I hope my experience will differ from yours hamster. thanks for the comment.


----------



## Locked (Jan 7, 2010)

teddy d said:
			
		

> no it is not peat based, infact it contains none. it is made of some type of tree bark and is supposed to have the perfect air to soil mixture along with th proper nutes and ph adjusted, promoting fast growth ...
> 
> 
> not sure i have so much confidence in it just yet though, maybe i have crap seeds, since its just bagseed.. i just want to grow i dont care what strain or how good it is at this point im just learning.

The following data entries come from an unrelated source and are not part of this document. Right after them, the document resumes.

PR #134, opened 2024-06-26
feat:  add module slashing, implement `init_genesis` method

dmvict:


x/slashing/src/keys.rs
```diff
@@ -0,0 +1,40 @@
...
+
+pub(crate) fn validator_missed_block_bit_array_key(addr: ConsAddress, index: i64) -> Vec<u8> {
+    let mut key = VALIDATOR_MISSED_BLOCK_BIT_ARRAY_KEY_PREFIX.to_vec();
+
+    let addr_bytes = Vec::from(addr);
+    let index_bytes = index.to_le_bytes();
+    let postfix = must_length_prefixed(&addr_bytes);
+
+    key.extend_from_slice(&postfix);
+    key.extend_from_slice(&index_bytes);
```
NYBACHOK, line 28: I found `[].concat()` cleaner

x/slashing/src/keeper.rs
```diff
@@ -0,0 +1,130 @@
...
+            .staking_keeper
+            .validators_iter(ctx)
+            .unwrap_gas()
+            .map(|validator| {
+                let validator = validator.unwrap_gas();
+                validator.cons_pub_key().clone()
+            })
+            .collect();
+        for pub_key in pub_keys {
+            self.add_pub_key(ctx, &pub_key);
```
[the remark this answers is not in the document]
dmvict: You're right. I had used used this approach but failed. It's borrow checker issue. I cannot have immutable and mutable borrow of context. So, I've used this two step logic.

x/slashing/src/keys.rs
dmvict: I'll update the keys creation.

x/slashing/src/keys.rs
```diff
@@ -0,0 +1,40 @@
...
+    key
+}
+
+fn must_length_prefixed(bytes: &[u8]) -> Vec<u8> {
```
joneskm, line 32: Can this accept a `ConsAddress`? Then you don't need the length checks.

x/slashing/src/types/missed_block.rs
```diff
@@ -0,0 +1,21 @@
+use gears::types::address::ConsAddress;
+use serde::{Deserialize, Serialize};
+
+/// MissedBlock contains height and missed status as boolean.
+#[derive(Debug, Clone, PartialEq, Deserialize, Serialize)]
+pub struct MissedBlock {
+    /// index is the height at which the block was missed.
+    pub index: i64,
```
joneskm, line 8: Could this be a `u32`?

x/slashing/src/types/signing_info.rs
```diff
@@ -0,0 +1,30 @@
+use gears::{tendermint::types::time::Timestamp, types::address::ConsAddress};
+use serde::{Deserialize, Serialize};
+
+/// ValidatorSigningInfo defines a validator's signing info for monitoring their
+/// liveness activity.
+#[derive(Debug, Clone, PartialEq, Deserialize, Serialize)]
+pub struct ValidatorSigningInfo {
+    pub address: ConsAddress,
+    /// Height at which validator was first a candidate OR was unjailed
+    pub start_height: i64,
```
joneskm, line 10: Same as above, could it be a `u32`? Same for `index_offset` and `missed_block_counter`.

dmvict: We can change these fields but I suggest that is better to keep original `i64` type. 

I suggest it because these structures are stored into a store during genesis.
For example, it is a call of method [`set_validator_signing_info`](https://github.com/rumos-io/gears/pull/134/files#diff-23123a007b59eddb57ccb8b58afcf300de915aabae27b715e39399f1e0aa6672R72). It stores full struct `ValidatorSigningInfo`.

x/slashing/src/keys.rs
dmvict: updated

x/slashing/src/keys.rs
dmvict: done

x/slashing/src/keys.rs
```diff
@@ -0,0 +1,27 @@
...
+
+pub(crate) fn validator_missed_block_bit_array_key(addr: ConsAddress, index: i64) -> Vec<u8> {
+    let key = VALIDATOR_MISSED_BLOCK_BIT_ARRAY_KEY_PREFIX.to_vec();
+    let index_bytes = index.to_le_bytes().to_vec();
+    let postfix = must_length_prefixed(addr);
+    [key, postfix, index_bytes].concat()
+}
+
+fn must_length_prefixed(addr: ConsAddress) -> Vec<u8> {
+    let addr_bytes = Vec::from(addr);
```
joneskm, line 24: `ConsAddress` has a len() method which returns a u8. That way you don't need the byte conversion.

dmvict: done

x/slashing/src/keeper.rs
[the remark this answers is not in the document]
NYBACHOK: Oh. Okay. But you still may do `.into_iter().for_each()`? If you want

x/slashing/src/types/signing_info.rs
NYBACHOK: I think that we have "silent agreement" to resolve such issues with [dto's](https://en.wikipedia.org/wiki/Data_transfer_object)

NYBACHOK (approved):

Are you going to be growing soil or hydro? I hve gone through so many different ways to try and germ seeds...the beginning of my current grow was a nightmare....I hve found what works best for me when germing seeds is too soak the seeds for 12 hours or so...then fill my solo cup up 3/4 of the way with my seed starting soil...then I mist the top of the soil with water that has a ph of 6.5...then place my seed on the soil, add about a 1/2 inch of soil then mist that really good....then pour ph'd water slowly through the cup till it runs out the holes in the bottom of the cup and then put it in my tent under the light but off to the side...I hve had a 100% germ rate with this...


----------



## ozzydiodude (Jan 7, 2010)

Good luck and green Mojo to help you get started.


----------



## Locked (Jan 7, 2010)

teddy d said:
			
		

> so far 4 out of 5 are showing tap roots before i put them in the rapid rooter plugs. so it seems they should grow...
> 
> I hope my experience will differ from yours hamster. thanks for the comment.



That was part of the problem...I first tried putting seeds with small tap roots into the plugs and then that didn't work so i put the seed into the plugs right away and watered and waited and i got one to pop...I finally gave up with them...except for clones..they kick butt for clones...I hope you hve better luck then me...the good thing is it is just bag seed...I actually practice different germing techniques with the bag seed I hve saved...


----------



## teddy d (Jan 7, 2010)

not much to loose, if the seeds are damaged and old taken from bad weed.. then owell. if they grow then cool.


----------



## Locked (Jan 7, 2010)

teddy d said:
			
		

> not much to loose, if the seeds are damaged and old taken from bad weed.. then owell. if they grow then cool.



Well if these don't sprout for you and you hve more seeds laying around gve my method a try...everyone tends to take germination as a gimmie but sometimes it can be tough...I know..at the beginning of my current grow i had all kinds of problems...


----------



## Metro (Jan 8, 2010)

Rapid rooter plugs are great. This is how I do it.
You need to germ seeds in the dark. Just drop the seed in the rooter. Cover the hole with a little peat, dirt, or pinch a little piece of the plug off and stick it in the hole, something soft to block the light. The plant will pop out in a couple of days.

For clones, I poke a toothpick down into the rooter amost all the way.
Incert your clone. Push almost all the way to just before the bottom. 
Hope this helps.


----------



## teddy d (Jan 8, 2010)

i broke off little bits of the plug and covered 2 of the seeds gently. i have black paper over the whole dome to block light but i figgured i would try covering  a few to see if it makes a difference  either way. thanks for the input metro


----------



## The Hemp Goddess (Jan 8, 2010)

Metro said:
			
		

> Rapid rooter plugs are great. This is how I do it.
> You need to germ seeds in the dark. Just drop the seed in the rooter. Cover the hole with a little peat, dirt, or pinch a little piece of the plug off and stick it in the hole, something soft to block the light. The plant will pop out in a couple of days.
> 
> For clones, I poke a toothpick down into the rooter amost all the way.
> ...



:yeahthat:  I follow the exact same procedures and generally have grat luck with the rapid rooters.  Take the humidity dome off as soon as the seeds pop.  IMO, seedlings really don't need a dome.


----------



## teddy d (Jan 9, 2010)

So, im pretty sure 1 seed is no good cuz it wont even split open at all. 2 seeds are covered  and there are 2 i can see  are looking good the tap roots are growing and turning downward into the RR plugs.so 4 seeds are still making progress. I have a good feeling this time!


----------



## teddy d (Jan 9, 2010)

The Hemp Goddess said:
			
		

> :yeahthat:  I follow the exact same procedures and generally have grat luck with the rapid rooters.  Take the humidity dome off as soon as the seeds pop.  IMO, seedlings really don't need a dome.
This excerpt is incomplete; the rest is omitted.